How to complete this task
Please return the lines of the data below, word for word, from the first line through the line containing "Changes are described".

(Stored data)
PR #830, opened 2019-11-14
Jksortingissue

jay4kelly:
Closes #331 

#### What has been done to verify that this works as intended?
Manual testing: Tested the three tabs(pull, push and export) using the sandbox aggregate server. Works as stated in the #331  issue. Test were performed on mac os and windows 10 intellij
gradlew ran to completion 390 succeded 6 ignored on mac os intellij.
Gradle failed on windows 10 (see details below)

#### Why is this the best possible solution? Were any other approaches considered?
Custom sorting in swing table using TableRowSorter typically use custom comparators for changing sort order. This solution is the standard one.

#### How does this change affect users? Describe intentional changes to behavior and behavior that could have accidentally been affected by code changes. In other words, what are the regression risks?
Changes are described in the issue. The change is limited to when the column headers are clicked.

#### Does this change require updates to documentation? If so, please file an issue at https://github.com/opendatakit/docs/issues/new and include the link below.
No

Ran into issue on windows 10 on intellij ide while running gradlew (verification -> check)
 [ant:checkstyle] [ERROR] C:\Users\jay4k\IdeaProjects\briefcase\src\org\opendatakit\common\utils\WebUtils.java:182: Do not use Windows line endings [RegexpMultiline]
> Task :checkstyleMain FAILED
FAILURE: Build failed with an exception.
* What went wrong:
Execution failed for task ':checkstyleMain'.
This happened for hundreds of lines on many files that were untouched by me.
Tried altering git configuration and intellij configuration for end of line handling. Made sure codestyle for ide was the one supplied in the project.  

On mac os intellij tests all run to completion. Unsure how to fix this on windows.

PR #845, opened 2019-12-04
Buttonclass

### LINKED ISSUE #838: Reduce indirection and loose coupling with UI colors
#830 introduces new UI table sorting methods that are loosely coupled with the colors we're using to represent active/inactive buttons. The methods also introduce indirection between "something having X color" and "that something having Y business meaning".

We should extract all related business concepts into some artifact that can be reused in both placed. For example, a `ExportConfigurationButton` class, could have methods such as `isSelected(JButton button)`, or `sort(JButton o1, JButton o2)` among other. The goal would be to have all the business needs related to export conf buttons in a single place that can be used everywhere.

jay4kelly:
Closes #838 

Tested using UI for all buttons and chevrons. 
Created classes called DetailsStatusButton and ExportConfigurationButton. The selection column didn't need a class for it as there was no business logic incorporated. So we continued to use a compareSelectionfunction inside the UI class.
Localized just to the UI tests conducted.
### Does this change require updates to documentation? If so, please file an issue at https://github.com/opendatakit/docs/issues/new and include the link below.
No

### DIFF
--- a/src/org/opendatakit/briefcase/ui/export/components/ExportFormsTableView.java
+++ b/src/org/opendatakit/briefcase/ui/export/components/ExportFormsTableView.java
@@ -65,7 +65,7 @@ public class ExportFormsTableView extends JTable {
     columns.getColumn(SELECTED_CHECKBOX_COL).setMinWidth(40);
     columns.getColumn(SELECTED_CHECKBOX_COL).setMaxWidth(40);
     columns.getColumn(SELECTED_CHECKBOX_COL).setPreferredWidth(40);
-    columns.getColumn(OVERRIDE_CONF_COL).setCellRenderer(UI::cellWithButton);
+    columns.getColumn(OVERRIDE_CONF_COL).setCellRenderer(UI::cellWithExportConfButton);
     columns.getColumn(OVERRIDE_CONF_COL).setMinWidth(40);
     columns.getColumn(OVERRIDE_CONF_COL).setMaxWidth(40);
     columns.getColumn(OVERRIDE_CONF_COL).setPreferredWidth(40);
@@ -83,7 +83,7 @@ public class ExportFormsTableView extends JTable {
     setFillsViewportHeight(true);
 
     TableRowSorter<ExportFormsTableViewModel> sorter = sortBy(getModel(), FORM_NAME_COL, ASCENDING);
-    sorter.setComparator(SELECTED_CHECKBOX_COL, (Comparator<Boolean>) UI::compareSelectionButton);
+    sorter.setComparator(OVERRIDE_CONF_COL, (Comparator<ExportConfigurationButton>) ExportConfigurationButton::compare);
     setRowSorter(sorter);
     sorter.sort();
   }
--- a/src/org/opendatakit/briefcase/ui/export/components/ExportFormsTableView.java
+++ b/src/org/opendatakit/briefcase/ui/export/components/ExportFormsTableView.java
@@ -75,7 +75,7 @@ public class ExportFormsTableView extends JTable {
     columns.getColumn(EXPORT_STATUS_COL).setPreferredWidth(exportStatusDims.width + 25);
     columns.getColumn(LAST_EXPORT_COL).setMinWidth(lastExportDims.width + 25);
     columns.getColumn(LAST_EXPORT_COL).setPreferredWidth(lastExportDims.width + 25);
-    columns.getColumn(DETAIL_BUTTON_COL).setCellRenderer(UI::cellWithButton);
+    columns.getColumn(DETAIL_BUTTON_COL).setCellRenderer(UI::cellWithDetailButton);
     columns.getColumn(DETAIL_BUTTON_COL).setMinWidth(40);
     columns.getColumn(DETAIL_BUTTON_COL).setMaxWidth(40);
     columns.getColumn(DETAIL_BUTTON_COL).setPreferredWidth(40);
--- a/src/org/opendatakit/briefcase/ui/export/components/ExportFormsTableView.java
+++ b/src/org/opendatakit/briefcase/ui/export/components/ExportFormsTableView.java
@@ -23,7 +23,6 @@ import static org.opendatakit.briefcase.ui.reused.TableCustomizer.getHeaderDimen
 import java.awt.Dimension;
 import java.awt.event.MouseEvent;
 import java.util.Collections;
-import java.util.Comparator;
 import javax.swing.JButton;
 import javax.swing.JTable;
 import javax.swing.RowSorter;
@@ -31,12 +30,13 @@ import javax.swing.SortOrder;
 import javax.swing.table.TableColumnModel;
 import javax.swing.table.TableModel;
 import javax.swing.table.TableRowSorter;
+import org.opendatakit.briefcase.ui.reused.ExportConfigurationButton;
 import org.opendatakit.briefcase.ui.reused.MouseAdapterBuilder;
 import org.opendatakit.briefcase.ui.reused.UI;
 
 public class ExportFormsTableView extends JTable {
   static final String[] HEADERS = new String[]{"", "", "Form Name", "Export Status", "Last Export", ""};
-  static final Class[] TYPES = new Class[]{Boolean.class, JButton.class, String.class, String.class, String.class, JButton.class};
+  static final Class[] TYPES = new Class[]{Boolean.class, ExportConfigurationButton.class, String.class, String.class, String.class, JButton.class};
   static final boolean[] EDITABLE_COLS = new boolean[]{true, false, false, false, false, false};
 
   public static final int SELECTED_CHECKBOX_COL = 0;
@@ -81,9 +81,6 @@ public class ExportFormsTableView extends JTable {
     setFillsViewportHeight(true);
 
     TableRowSorter<ExportFormsTableViewModel> sorter = sortBy(getModel(), FORM_NAME_COL, ASCENDING);
-    sorter.setComparator(OVERRIDE_CONF_COL, (Comparator<JButton>) UI::compareConfButton);
-    sorter.setComparator(SELECTED_CHECKBOX_COL, (Comparator<Boolean>) UI::compareSelectionButton);
-    sorter.setComparator(DETAIL_BUTTON_COL, (Comparator<JButton>) UI::compareDetailsButton);
     setRowSorter(sorter);
     sorter.sort();
   }
--- a/src/org/opendatakit/briefcase/ui/export/components/ExportFormsTableView.java
+++ b/src/org/opendatakit/briefcase/ui/export/components/ExportFormsTableView.java
@@ -65,7 +65,7 @@ public class ExportFormsTableView extends JTable {
     columns.getColumn(SELECTED_CHECKBOX_COL).setMinWidth(40);
     columns.getColumn(SELECTED_CHECKBOX_COL).setMaxWidth(40);
     columns.getColumn(SELECTED_CHECKBOX_COL).setPreferredWidth(40);
-    columns.getColumn(OVERRIDE_CONF_COL).setCellRenderer(UI::cellWithButton);
+    columns.getColumn(OVERRIDE_CONF_COL).setCellRenderer(ButtonProcessing::cellWithButton);
     columns.getColumn(OVERRIDE_CONF_COL).setMinWidth(40);
     columns.getColumn(OVERRIDE_CONF_COL).setMaxWidth(40);
     columns.getColumn(OVERRIDE_CONF_COL).setPreferredWidth(40);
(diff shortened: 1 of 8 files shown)


src/org/opendatakit/briefcase/ui/reused/ExportConfigurationButton.java
```diff
@@ -0,0 +1,62 @@
...
+import java.awt.Color;
+import java.awt.Font;
+import java.awt.Insets;
+import javax.swing.JButton;
+
+
+/**
+ * Contains application logic pertaining to the Export Configuration Button
+ */
+public class ExportConfigurationButton extends JButton implements Comparable<ExportConfigurationButton> {
```
ggalmazor: The following may seem strange, but we always want to stay away from extending classes when we're not implementing Polymorphism, which is not the case in this instance, because we're not really trying to [replace conditional logic](https://refactoring.com/catalog/replaceConditionalWithPolymorphism.html).

I've gone ahead and prepared an alternative implementation of `ExportConfigurationButton` that wraps around a `Jbutton` instance and has the same behavior without extending `JButton`.  You can check it here: https://github.com/ggalmazor/briefcase/commit/e7bb0891403a54a13892f9d6439f753e9536d363

jay4kelly:
Changed DetailStatusButton and ExportConfigurationButton to not extend JButton. Added ButtonProcessing Interface. Could have added a CommonButton class for the button classes to extend instead of using the interface. I think this would require us to remove the static create method on the button classes and use a new operator instead.

src/org/opendatakit/briefcase/ui/export/components/ExportFormsTableViewModel.java
```diff
@@ -115,14 +104,15 @@ private void removeConfiguration(FormStatus form) {
...
-  private void updateDetailButton(FormStatus form, JButton button) {
-    button.setForeground(form.getStatusHistory().isEmpty() ? LIGHT_GRAY : DARK_GRAY);
+  private void updateDetailButton(FormStatus form, DetailsStatusButton button) {
+    button.setStatus(!(form.getStatusHistory().isEmpty()));
   }
 
-  private void updateConfButton(FormStatus form, JButton button) {
-    button.setForeground(forms.hasConfiguration(form) ? NO_CONF_OVERRIDE_COLOR : DARK_GRAY);
+  private void updateConfButton(FormStatus form, ExportConfigurationButton button) {
+    button.setStatus(forms.hasConfiguration(form));
```
ggalmazor: I think `button.setStatus()` is kinda unexpected because the meaning of "status" in a conf button is different than the one in a details button. I believe you had to have the same name for both classes because they extend it from `ButtonProcessing`, but this is not really a requirement, since you're using the subclasses (`DetailStatusButton` and `ExportConfigurationButton`) instead of the interface, thus not doing Polymorphism (which is totally fine here, by the way).

This is telling us that the `setStatus` method is not part of the `ButtonProcessing` interface. I'd suggest you remove it from the interface and take the chance to give it a more specific name in `ExportConfigurationButton` e.g. `setConfigured`.

src/org/opendatakit/briefcase/ui/export/components/ExportFormsTableViewModel.java
```diff
@@ -157,7 +147,7 @@ public Object getValueAt(int rowIndex, int columnIndex) {
   }
 
   @Override
-  // Suppressing next ParameterName checkstyle error becasue 'aValue' param triggers it by mistake
+  // Suppressing next ParameterName checkstyle error because 'aValue' param triggers it by mistake
```
ggalmazor: Good catch! ;)

src/org/opendatakit/briefcase/ui/reused/ButtonProcessing.java
```diff
@@ -0,0 +1,33 @@
...
+package org.opendatakit.briefcase.ui.reused;
+
+import javax.swing.JButton;
+
+/**
+ * Defines common behavior used in buttons
+ */
+public interface ButtonProcessing {
+
+  void onClick(Runnable callback);
```
ggalmazor: I believe that `getJButton()` would be the only method that needs to exist in this interface. All the other methods are accessed using the subclasses.

Another method in this interface could be the one I suggested in a previous comment i.e. `void click(Runnable callback)` method.

src/org/opendatakit/briefcase/ui/reused/DetailsStatusButton.java
```diff
@@ -0,0 +1,72 @@
...
+package org.opendatakit.briefcase.ui.reused;
+
+import static java.awt.Color.DARK_GRAY;
+import static java.awt.Color.LIGHT_GRAY;
+
+import java.awt.Font;
+import java.awt.Insets;
+import javax.swing.JButton;
+
+public class DetailsStatusButton implements ButtonProcessing, Comparable<ButtonProcessing> {
```
ggalmazor: I believe implementing `Comparable<ButtonProcessing>` is not needed because we will use a reference to a static method.

src/org/opendatakit/briefcase/ui/reused/DetailsStatusButton.java
```diff
@@ -0,0 +1,72 @@
...
+  public JButton getJButton() {
+    return button;
+  }
+
+  public void setStatus (boolean value){
+    status = value;
+    button.setForeground(status ?  DARK_GRAY : LIGHT_GRAY );
+  }
+
+  public int compareTo(ButtonProcessing b) {
```
ggalmazor: So, this method should be migrated to `public static int compare(DetailsStatusButton a, DetailsStatusButton b)`

src/org/opendatakit/briefcase/ui/reused/ExportConfigurationButton.java
```diff
@@ -0,0 +1,74 @@
...
+import java.awt.Color;
+import java.awt.Font;
+import java.awt.Insets;
+import javax.swing.JButton;
+
+
+/**
+ * Contains application logic pertaining to the Export Configuration Button
+ */
+public class ExportConfigurationButton implements ButtonProcessing, Comparable<ButtonProcessing> {
```
ggalmazor: Same, here: we shouldn't need to implement `Comparable`, and the `compareTo` method should be static and take two `ExportConfigurationButton` objects

src/org/opendatakit/briefcase/ui/reused/UI.java
```diff
@@ -62,24 +59,18 @@
 public class UI {
   private static final Font ic_receipt = FontUtils.getCustomFont("ic_receipt.ttf", 16f);
 
-  @SuppressWarnings("checkstyle:AvoidEscapedUnicodeCharacters")
-  public static JButton buildDetailButton(FormStatus form) {
+  public static DetailsStatusButton buildDetailButton(FormStatus form) {
```
ggalmazor: I would expect this to be a static factory in `DetailsStatusButton`

src/org/opendatakit/briefcase/ui/reused/transfer/TransferFormsTableView.java
```diff
@@ -72,6 +74,7 @@
     setFillsViewportHeight(true);
 
     TableRowSorter<TransferFormsTableViewModel> sorter = sortBy(getModel(), FORM_NAME_COL, ASCENDING);
+    sorter.setComparator(SELECTED_CHECKBOX_COL, (Comparator<Boolean>) UI::compareSelectionButton);
```
ggalmazor: I believe we need to set another comparator for the details column as in:
```
sorter.setComparator(DETAIL_BUTTON_COL, (Comparator<DetailsStatusButton>) DetailsStatusButton::compare);

File: src/org/opendatakit/briefcase/ui/reused/transfer/TransferFormsTableView.java [hunk 10]
```diff
@@ -86,8 +89,8 @@ private void relayClickToButton(MouseEvent event) {
 
     if (row < getRowCount() && row >= 0 && column < getColumnCount() && column >= 0) {
       Object value = getValueAt(row, column);
-      if (value instanceof JButton)
-        ((JButton) value).doClick();
+      if (value instanceof ButtonProcessing)
+        ((ButtonProcessing) value).getJButton().doClick();
```
ggalmazor: I'd expect `((ButtonProcessing) value).click();` here.

src/org/opendatakit/briefcase/ui/export/components/ExportFormsTableView.java
```diff
@@ -80,6 +83,7 @@
     setFillsViewportHeight(true);
 
     TableRowSorter<ExportFormsTableViewModel> sorter = sortBy(getModel(), FORM_NAME_COL, ASCENDING);
+    sorter.setComparator(SELECTED_CHECKBOX_COL, (Comparator<Boolean>) UI::compareSelectionButton);
```
ggalmazor: I believe we need to set a couple more comparators for the details and conf button columns as in:
```
sorter.setComparator(OVERRIDE_CONF_COL, (Comparator<ExportConfigurationButton>) ExportConfigurationButton::compare);
sorter.setComparator(DETAIL_BUTTON_COL, (Comparator<DetailsStatusButton>) DetailsStatusButton::compare);

File: src/org/opendatakit/briefcase/ui/export/components/ExportFormsTableView.java [hunk 12]
```diff
@@ -90,8 +94,8 @@ private void relayClickToButton(MouseEvent event) {
 
     if (row < getRowCount() && row >= 0 && column < getColumnCount() && column >= 0) {
       Object value = getValueAt(row, column);
-      if (value instanceof JButton)
-        ((JButton) value).doClick();
+      if (value instanceof ButtonProcessing)
+        ((ButtonProcessing) value).getJButton().doClick();
```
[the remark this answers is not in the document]
jay4kelly: Tried that but the doClick call was required to be performed by a JButton class. We can recheck that if you think it should work.

src/org/opendatakit/briefcase/ui/export/components/ExportFormsTableViewModel.java
jay4kelly: Sure.

src/org/opendatakit/briefcase/ui/reused/ButtonProcessing.java
jay4kelly: Still have the onClick method in the interface.  DId not fully understand how to implement the change of button.addActionListener(__ ->   to  button.onClick(().
Can you explain how the "__" reference is used? I have not seen that before.

src/org/opendatakit/briefcase/ui/reused/DetailsStatusButton.java
jay4kelly: TableRowSorter is referencing the column class of the table column.  And as long as that class implements the Comparable interface, there is no need to pass in a comparator.

src/org/opendatakit/briefcase/ui/reused/DetailsStatusButton.java
jay4kelly: See earlier comment on Comparable

src/org/opendatakit/briefcase/ui/reused/UI.java
jay4kelly: Agreed. Made the change.

src/org/opendatakit/briefcase/ui/reused/transfer/TransferFormsTableView.java
jay4kelly: See earlier comment on Comparable

src/org/opendatakit/briefcase/ui/export/components/ExportFormsTableView.java
jay4kelly: See earlier comment on Comparable

src/org/opendatakit/briefcase/ui/reused/ButtonProcessing.java
ggalmazor: My bad! This is something I do when I'm forced to declare an arg that I will ignore in the lambda's body block. `__` is simply the shortest name a variable can have using `_` characters, and the goal would be to implicitly say that the can be ignored.

src/org/opendatakit/briefcase/ui/reused/DetailsStatusButton.java
ggalmazor: Huh! I didn't notice that... Thanks for explaining :)

src/org/opendatakit/briefcase/ui/export/components/ExportFormsTableView.java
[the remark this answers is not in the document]
ggalmazor: I was thinking about adding a `ButtonProcessing.doClick` method that wraps `button.doClick`, to avoid breaking encapsulation.

ggalmazor:
Hi, @jay4kelly!  

After exploring a bit more the changes I was suggesting, I've come to the conclusion that they don't bring that much value overall.

This PR is looking good to me now :) Thanks for your work!!

jay4kelly:
Closes #838

kkrawczyk123:
**Tested with success!**
I haven't' noticed any regression. I have confirmed that the issue identified in #830 has been fixed. 

ggalmazor:
Hi, @jay4kelly! I've rebased your branch on top of master to be able to merge it. Thanks for your work!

Finished exercise
PR #830, opened 2019-11-14
Jksortingissue

jay4kelly:
Closes #331 

#### What has been done to verify that this works as intended?
Manual testing: Tested the three tabs(pull, push and export) using the sandbox aggregate server. Works as stated in the #331  issue. Test were performed on mac os and windows 10 intellij
gradlew ran to completion 390 succeded 6 ignored on mac os intellij.
Gradle failed on windows 10 (see details below)

#### Why is this the best possible solution? Were any other approaches considered?
Custom sorting in swing table using TableRowSorter typically use custom comparators for changing sort order. This solution is the standard one.

#### How does this change affect users? Describe intentional changes to behavior and behavior that could have accidentally been affected by code changes. In other words, what are the regression risks?
Changes are described in the issue. The change is limited to when the column headers are clicked.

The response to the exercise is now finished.